It's maddening. I've spoken to a number of people who think the foreign country pays the tariff. No, they don't. Worse yet is that these tariffs do not protect any US industries since pretty much the entire consumer camera and lens industry is overseas, mostly in Asia. And we will never, in the US, have those industries domestically. So these tariffs are idiotic and counter productive, like tariffs always are.
All you downvoters, let's hear your counterargument. What David wrote above is spot-on. American consumers ultimate pay the cost of tariffs. It won't be long now before prices on camera gear go up 25%-50%. And, there is no infrastructure in the U.S. to support the re-emergence of an American camera industry.
Thank you, Lee! Hopefully it will open some people's eyes to the absolute stupidity at work here.
Are we great again?
Milton, In Trump We Trust. That's the next executive action
By the look at the down votes, apparently not. LOL
For tariffs, the current strategy seems to be forcing other countries to the negotiating table. For example, in the past when they wanted to do USMCA type trade deals with many other countries, they refused as the existing terms were far in their favor, and USMCA would have them significantly lowering tariffs.
Currently a common global market outcome is that many nations have far better trade deals with each other than with the US. Furthermore companies do not like costly redundancies. The end result is a global trade field where the US in exposed to the full brunt of various high CET schedules while those same nations have many agreements with each other where tariffs are far lower. The end result is if you are a US company and you want your "Made in the USA" items to be sold in foreign markets, you will face very high tariffs where you will not be able to make your items competitive in those markets. On the other hand a company ready to expand globally will see that they could simply fire all of their US factory workers, and move the factory to a different country, and instantly have cheaper access to those global markets. The outcome from these policies as seen over the past few decades, is a hollowing out of national manufacturing, especially if they can simply move the factory outside of the US and instantly have far fewer trade barriers, and still maintain effectively free access to the US market. Anyone looking to expand globally would be crazy not to fire their US production staff.
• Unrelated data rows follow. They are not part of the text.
PR #2478, opened 2021-06-27
Allow mkdocs.yaml when '--config' is not passed + refactor

### LINKED ISSUE #2213: Allow mkdocs.yaml config file (.yaml extension)
Even though `.yml` is commonly used, `.yaml` is actually preferred:

https://yaml.org/faq.html

> Is there an official extension for YAML files?
>
> Please use ".yaml" when possible.

It would therefore be great if you would allow `mkdocs.yaml`.

Somewhat related t #2164

oprypin:
Fixes #2213
Supercedes / closes #2206﻿ by @hwmrocker


hwmrocker:
thank you :)

PR #2490, opened 2021-07-08
Revert "Ensure site_url and use_directory_urls do not conflict."

### LINKED ISSUE #2189: Use use_directory_urls: false breaks on empty site_url

### LINKED ISSUE #2479: Create site for usage in a Docker image that can be deployed to any domain/URL
We use mkdocs to create a static web site that is deployed via Docker images.
We build the static HTML files with mkdocs, then put them in a Docker image that includes an Apache web server.
And then we (our customer actually) deploy the Docker image 8 times, each to a different domain, even with different sub URLs (like e.g. https://domain1/path/one and https://domain2/longer/different/path/two)

With mkdocs 1.2, mkdocs complains that site_url is now mandatory.

How can we solve our use case with mkdocs 1.2?

Is setting site_url to an empty string the recommended way? I think I've read in some tickets ("somewhere"), that setting site_url to an empty string has some negative side effects.

I personally don't think that making site_url mandatory is the right way. In today's containerized world, you often don't know the final domain/URL that your container will be deployed to. And rebuilding a static site for each container deployment is not something that can be done by the image creators.

oprypin:
This reverts commit b89ec5792ed35aacf2da00c34d4d62ba45fe08c9 (https://github.com/mkdocs/mkdocs/pull/2405)

That commit claims to fix some bugs in interactions with `use_directory_urls`, but in fact there are currently no known unfixed bugs.
So there is no need to have that breaking change.

See https://github.com/mkdocs/mkdocs/issues/2189#issuecomment-876733593

Closes #2189
Closes #2479


oprypin:
I intend to merge this in 1 day

ultrabug (approved):

PR #2501, opened 2021-07-13
CI: Run all lint checks in one job

oprypin:
This is more considerate of the computational resources. The lint checks are not the bottleneck, and now they won't starve other jobs from starting.
All checks will still run and a failure in any of them will fail the job.

Also upgrade Python and Node versions

### DIFF
--- a/.github/workflows/tox.yml
+++ b/.github/workflows/tox.yml
@@ -55,36 +55,35 @@ jobs:
           fail_ci_if_error: false
 
   lint:
-    strategy:
-      fail-fast: false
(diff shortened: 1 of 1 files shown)


oprypin:
Timing example:

Before | After
-|-
image | image

As you can see, the total run time of the "lint" job is now smaller than the previous sum. The duration is still much smaller than the average of normal test jobs

oprypin:
I intend to merge this in a day

ultrabug (approved):

PR #2503, opened 2021-07-13
Allow using just an absolute path as the `site_url`

oprypin:
Then it will be used only for `mkdocs serve` integration.

Example:

```yaml
site_url: http://example.org/foo
site_url: /foo/
```

The two above configs would behave exactly the same for `mkdocs serve` root offset. (The 2nd one is the new ability)
But only the first one would also set a canonical URL on each page.

References https://github.com/mkdocs/mkdocs/issues/2189#issuecomment-847816816, https://github.com/mkdocs/mkdocs/pull/2424


squidfunk:
Does the 404 page still work with non-absolute URLs? Asset URLs are all relative.

oprypin:
@squidfunk There is no change in behavior for all situations that were already valid. And no change to how URLs work in general. Just that the `site_url` allows specifying a path rather than a full URL. This also doesn't touch anything regarding relative URLs: if you look at the example above, both URLs are "absolute" just that one of them is without a domain.

oprypin:
Oops, I was messing around with dependent pull requests but they're still very janky.

Anyway, I'm having second thoughts on this. It's a low benefit change that has the potential to be costly long term

ultrabug:
> It's a low benefit change that has the potential to be costly long term

Can you elaborate on this?

oprypin:
@ultrabug 

Low benefit: who cares about a config that just does an inconsequential change to `mkdocs serve`'s behavior.

Potentially costly: maybe this will turn out to be prone to bugs and difficult to maintain. Or maybe we will want to assign different functionality to just specifying a path but that wouldn't be backwards compatible anymore.

ultrabug:
> Or maybe we will want to assign different functionality to just specifying a path but that wouldn't be backwards compatible anymore.

Thanks for clarifying, indeed this can maybe wait for the day we'd want or be asked for that

Tejes:
I was surprised by the "Error: The URL isn't valid, it should include the http:// (scheme)" message. We are making the documentation of our system with mkdocs. We build the site in a docker container, then use the results to build an image with nginx serving the result. We push this image to our registry and then deploy them to various kubernetes environments. Knowing the site_url in advance is not feasible, as it could be `http://localhost:8084/docs` for a developer or `https://app-dev.example.com/docs` for a staging environment, etc. So we do not specify `site_url` (I know, madness), and everything works fine, except for the 404 page. I thought setting `/docs/` as `site_url` would solve problem with minimal restrictions (all our environments have the site available there), but it sadly isn't allowed.

PR #2506, opened 2021-07-16
Tighten the docs and tests around `site_url`

oprypin:
Some of the docs were accidentally reverted with other things, so I'm restoring them and adding a bit more.

Fixing an edge case: it is in fact possible to specify a URL with scheme and without netloc. Adding new tests to also catch that.

### DIFF
--- a/mkdocs/tests/config/config_options_tests.py
+++ b/mkdocs/tests/config/config_options_tests.py
@@ -280,38 +280,33 @@ class IpAddressTest(unittest.TestCase):
 class URLTest(unittest.TestCase):
 
     def test_valid_url(self):
-
-        url = "https://mkdocs.org"
-
         option = config_options.URL()
-        value = option.validate(url)
-        self.assertEqual(value, url)
+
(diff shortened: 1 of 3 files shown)


mkdocs/tests/config/config_options_tests.py
```diff
@@ -280,39 +280,34 @@ def test_invalid_IPv6_address(self):
...
                           option.validate, 1)
 
-    def test_url_is_dir(self):
-        url = "https://mkdocs.org/"
-
-        option = config_options.URL(is_dir=True)
-        value = option.validate(url)
-        self.assertEqual(value, url)
-
-    def test_url_transform_to_dir(self):
```
ultrabug, line 309: It looks like what this test was covering is not checked anymore if you remove that test or I might be missing something?

oprypin: The line `self.assertEqual(option.validate("https://mkdocs.org"), "https://mkdocs.org/")` covers exactly this

ultrabug (approved):

PR #2507, opened 2021-07-17
Don't require trailing slash when serving a directory index

### LINKED ISSUE #2456: V.1.2: Markdown links earlier processed as html files, are now processed as directories
The new version brings a curious issue. With versions < 1.2, I used internal links in this way, to make a call to page `bar.md`, from page `foo.md`:

```markdown
[linking to content in bar](../bar#content)
```

Which was transformed correctly into:

```html
<a href="../bar/#content">linking to content in bar</a>
```

Since version 1.2, the `bar` is intepreted differently by `mkdocs serve`, which breaks all such links.  I realize this is highly irregular and correct call should have been:

```markdown
[linking to content in bar](bar.md#content)
```

So please dont throw rotten tomatoes at me 🍅 .

But just to help me fix this: why this change of behavior? Has some part been reimplemented? Or has this been intentional, to prevent that kind of error in the future?

oprypin:
Don't require trailing slash when serving a directory index in the livereload/local server.

Instead of showing a 404 error, detect if it's a directory and redirect to a path with a trailing slash added.

Fixes #2456

### DIFF
--- a/mkdocs/livereload/__init__.py
+++ b/mkdocs/livereload/__init__.py
@@ -183,10 +183,10 @@ class LiveReloadServer(socketserver.ThreadingMixIn, wsgiref.simple_server.WSGISe
         if path == "/js/livereload.js":
             file_path = os.path.join(os.path.dirname(os.path.abspath(__file__)), "livereload.js")
         elif path.startswith(self.mount_path):
+            rel_file_path = path[len(self.mount_path):].lstrip("/")
             if path.endswith("/"):
-                path += "index.html"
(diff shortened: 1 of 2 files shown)


oprypin:
In https://github.com/mkdocs/mkdocs/issues/2456#issuecomment-881876681 I see that people can perceive this as a blocker even regardless of the fact that it used to work before. So I decided to finally tackle it.

@ultrabug Any objections? Otherwise, merging this tomorrow

ultrabug:
Sorry too slow to respond but I agree it's a good move

PR #2515, opened 2021-07-21
Fix minor errors in documentation

mondeja:
Fix whitespace added to codespan and ISO link not consistent across entire docs. Also add links that I've missed reading these parts.


ultrabug:
Thanks mate

PR #13555, opened 2024-07-30
fix(connect): longer timeout for getFeatures due to suite-native performance issue

### LINKED ISSUE #13456: Connecting device first and starting app second throws an error
**Describe the bug**
If I connect my device first and start the app via the prompt on Android, the app then shows a connection error and prompts me to "Reconnect device". I have to have already one view-only wallet in the app first. I also can't get out of this state unless I reconnect the device which the app don't exactly say I should do, unfortunately.

**Info:**

-   Mobile Suite Version: 24.6.0 https://github.com/trezor/trezor-suite/commit/ff75009f1076edbd6476b90c97fa899ca7807b48
-   OS: Android 12

**How to reproduce**

1. Connect your device
2. Wait for the discovery of the standard wallet and enable view only
3. Disconnect the device and kill the app
4. Connect the device and select to start the app when the Android prompt shows
5. A connection error is shown in the app

**Expected behavior**
My device correctly connects and discovery happens

**Screenshots**
image

matejkriz:
## Description

During app start of Suite Lite, get features could takes longer than 3s depending on view-only wallets and the phone. This is a workaround for now, we should investigate why it takes so long.

## Related Issue

Resolve https://github.com/trezor/trezor-suite/issues/13456

### DIFF
--- a/packages/connect/src/device/Device.ts
+++ b/packages/connect/src/device/Device.ts
@@ -6,6 +6,7 @@ import { DeviceCommands, PassphrasePromptResponse } from './DeviceCommands';
 import { PROTO, ERRORS, NETWORK } from '../constants';
 import { DEVICE, DeviceButtonRequestPayload, UI } from '../events';
 import { getAllNetworks } from '../data/coinInfo';
+import { DataManager } from '../data/DataManager';
 import { getFirmwareStatus, getRelease } from '../data/firmwareInfo';
 import {
     parseCapabilities,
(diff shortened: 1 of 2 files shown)


mroz22:
Hmm maybe it would be better to:

1. delete this timeout here.
2. even old bridge returns enough information from enumeration to be able to tell that this is an old HID device (see enumerate result: `[{"path":"1","vendor":21324,"product":1,"debug":false,"session":"5","debugSession":null}]
`. which is then used in this [map](https://github.com/trezor/trezor-suite/blob/develop/packages/transport/src/api/abstract.ts#L20)
3. introduce custom handling for this types of devices on connect level. we would not be reading the at all and we would emit unreadable device right away. 

on the other hand, old bridge still supports updating this device, sooo... 🤔

mroz22 (approved):

PR #13556, opened 2024-07-30
transport chores

mroz22:
cherry-pick non-controversial commits from #13493

### DIFF
--- a/packages/transport/e2e/tests/bridge.test.ts
+++ b/packages/transport/e2e/tests/bridge.test.ts
@@ -1,8 +1,6 @@
 import * as messages from '@trezor/protobuf/messages.json';
-// testing build. yarn workspace @trezor/transport build:lib is a required step therefore
 import { TrezorUserEnvLink } from '@trezor/trezor-user-env-link';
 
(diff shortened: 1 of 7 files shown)


packages/transport/e2e/tests/bridge.test.ts
```diff
@@ -31,173 +29,159 @@ describe('bridge', () => {
         TrezorUserEnvLink.disconnect();
     });
 
-    // there might be more versions of bridge out there, see https://github.com/trezor/webwallet-data/tree/master/bridge
-    // but they are not available from trezor-user-env, see https://github.com/trezor/trezor-user-env/tree/master/src/binaries/trezord-go/bin
-    ['2.0.26', '2.0.27', undefined].forEach(bridgeVersion => {
```
mroz22, line 36: this is the only change, removing forEach. A bigger change, yes, but I don't think it makes sense to test legacy versions of legacy bridge anymore. And I am adding tests for node-bridge in  #13493 where only 1 legacy version of legacy bridge will still be tested

marekrjpolak (approved):
Seal of approval granted. :seal:

PR #13561, opened 2024-07-30
fix(connect): remove superfluous space from error message

### LINKED ISSUE #13560: UI glitch: connect: superfluous space
image

mroz22:
fix #13560 found while checking on #13555

Probably the most influential PR I ever made. 

image

### DIFF
--- a/packages/connect/src/device/Device.ts
+++ b/packages/connect/src/device/Device.ts
@@ -375,7 +375,7 @@ export class Device extends TypedEmitter<DeviceEvents> {
                 return Promise.reject(
                     ERRORS.TypedError(
                         'Device_InitializeFailed',
-                        `Initialize failed: ${error.message} ${
+                        `Initialize failed: ${error.message}${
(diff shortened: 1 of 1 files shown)


martykan (approved):
I didn't test it, but it should probably work I think

mroz22:
btw @Hannsek at the moment this is what prev 1.4.0 bl devices appear in suite after initial connection (in some cases). maybe they would deserve better handling. I will think about it a bit

Hannsek:
The idea is that there should be something like this:

image


When clicking on the link, the transport would either automatically switch to the old Trezor Bridge or will take to the the debug settings.

mroz22:
ok, please note it somewhere. at the moment, something like this is shown with the new bridge 

image

Hannsek:
by `Trezor Bridge` we mean the old or new?

mroz22:
:man-shrugging:

PR #13562, opened 2024-07-30
chore: remove unused libs, add used libs

tomasklim:
## Description

- remove unused libs
- add type-fest and bcrypto to deps as they are used


packages/connect-webextension/package.json
```diff
@@ -48,7 +48,6 @@
         "@babel/preset-typescript": "^7.23.3",
         "@trezor/node-utils": "workspace:*",
         "@trezor/trezor-user-env-link": "workspace:*",
-        "@types/chrome": "^0.0.260",
```
mroz22: you sure it is not used?

mroz22: my vscode sources types for this line from @types/chrome https://github.com/trezor/trezor-suite/blob/develop/packages/connect-web/src/channels/serviceworker-window.ts#L15

packages/suite-web/package.json
```diff
@@ -40,13 +40,11 @@
         "@trezor/transport": "workspace:*",
         "@trezor/trezor-user-env-link": "workspace:*",
         "@trezor/utils": "workspace:*",
-        "@types/chrome-remote-interface": "^0.31.14",
         "@types/cypress-image-snapshot": "^3.1.8",
         "@types/react": "18.2.79",
         "@types/react-dom": "18.2.19",
         "@types/react-router": "^5.1.20",
         "@types/react-router-dom": "^5.1.7",
-        "chrome-remote-interface": "^0.33.0",
```
mroz22, line 49: this used to be used in cypress tests. not sure if it is still active, haven't been maintaining it for a while.

packages/utxo-lib/package.json
```diff
@@ -41,6 +41,7 @@
     "dependencies": {
         "@trezor/utils": "workspace:*",
         "bchaddrjs": "^0.5.2",
+        "bcrypto": "5.4.0",
```
mroz22: normally eslint or some other tools yells when a dependency is missing, why didn't it catch this? 🤔

packages/suite-web/e2e/cypress.config.ts
```diff
@@ -1,6 +1,5 @@
 import { defineConfig } from 'cypress';
 
-// import CDP from 'chrome-remote-interface';
```
mroz22, line 3: hmm lines 41 and 176 are dead too. I think this was used to add hover ability to cypress. not sure why we commented this out? maybe @andrcj knows

packages/connect-webextension/package.json
tomasklim: returned back

packages/suite-web/package.json
tomasklim: it was commented out so i guess it is ready to be removed

packages/suite-web/e2e/cypress.config.ts
tomasklim: not sure if 176 is dead, `resetCRI` is used in `commands.ts`

packages/utxo-lib/package.json
tomasklim: my mistake, should not be added

packages/suite-web/package.json
mroz22: I guess so, cc @andrcj

packages/suite-web/e2e/cypress.config.ts
mroz22: cc @andrcj I don't really maintain this anymore

PR #13564, opened 2024-07-30
feat(analytics): start reporting font scale and pixel density

matejkriz:
## Description

Let's start reporting font scales and pixel density to be able to set proper priority for testing and developing for different font scales...


vytick (approved):
lgtm 🚀

PR #13568, opened 2024-07-30
chore(suite-native): cancel pin only if it was requested

matejkriz:
## Description

Add missing parenthesis and trigger connect cancel pin only if it was requested (ConnectDeviceScreenHeader is reused in multiple screens not related to PIN at all)

## Notes for QA @STew790
Please test X (cancel button) on different connecting device flows (T1 with PIN, any other Trezor model than T1, locked device during app use...)

### DIFF
--- a/suite-native/module-authorize-device/src/components/connect/ConnectDeviceScreenHeader.tsx
+++ b/suite-native/module-authorize-device/src/components/connect/ConnectDeviceScreenHeader.tsx
@@ -18,6 +18,7 @@ import { selectIsDeviceDiscoveryActive } from '@suite-common/wallet-core';
 import {
     cancelPassphraseAndSelectStandardDeviceThunk,
     selectIsCreatingNewPassphraseWallet,
+    selectDeviceRequestedPin,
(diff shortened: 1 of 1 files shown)


vytick (approved):
🚢 🇮🇹

STew790:
**QA NOK**
When I try to open passphrase with locked (but already connected) TS5, and then I try to cancel the PIN request, it keeps on requesting the PIN on the device and in the app (stuck in a loop)
If I cancel it on the device first and then in the app I get out of the loop

**Info**

24.8.0 5cd19fd

matejkriz:
I can't reproduce on 24.9.1, can you double check it @STew790, please?

https://github.com/user-attachments/assets/106e1d58-2fe1-4d3f-996b-b05cd4ca8e3e

STew790:
**QA OK**
Yes, it works correctly now for me as well.

**Info**
24.9.2 https://github.com/trezor/trezor-suite/commit/7a4ddc9a8137951fe69c7693d4ac9e70511a39b4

The reason why the 1/2 reciprocal tariff method is being used, is that the countries with the highest tariffs with the US, also have a large industrial sector where their business model revolves around exporting to the US, this means that those are large segments of their economy that are not flexible, and will be unsustainable in that form if the US imposes similarly high tariffs.
This is why we now see a number of foreign countries now pushing for new trade agreements with a goal of tariff-free trade. Each nation that agrees to those terms, subsequently means that they become a nation where US based companies can access their market without the need to move their production out of the US. One of the first manufacturing hubs in the process of establishing such trade deals, is Vietnam, which a number of electronic manufacturers have moved to, especially networking equipment makers (after issues with those manufacturing segments in China).
Furthermore with the new tariff policy, semiconductors are exempt.
Overall the policy is structured to minimize impacts to popular items that aren't pure luxury, while maximizing impacts on those inflexible foreign industrial sectors. It is wreaking havoc on those economies since it is risking widespread collapse, and that is causing those governments to rush for a trade deal, and with a global policy, it discourages those nations from using many workarounds for them, while also subjecting the highest tariff nations to the same hollowing forces that they subjected the US to, by forcing those companies to quickly move production out of those nations and fire workers.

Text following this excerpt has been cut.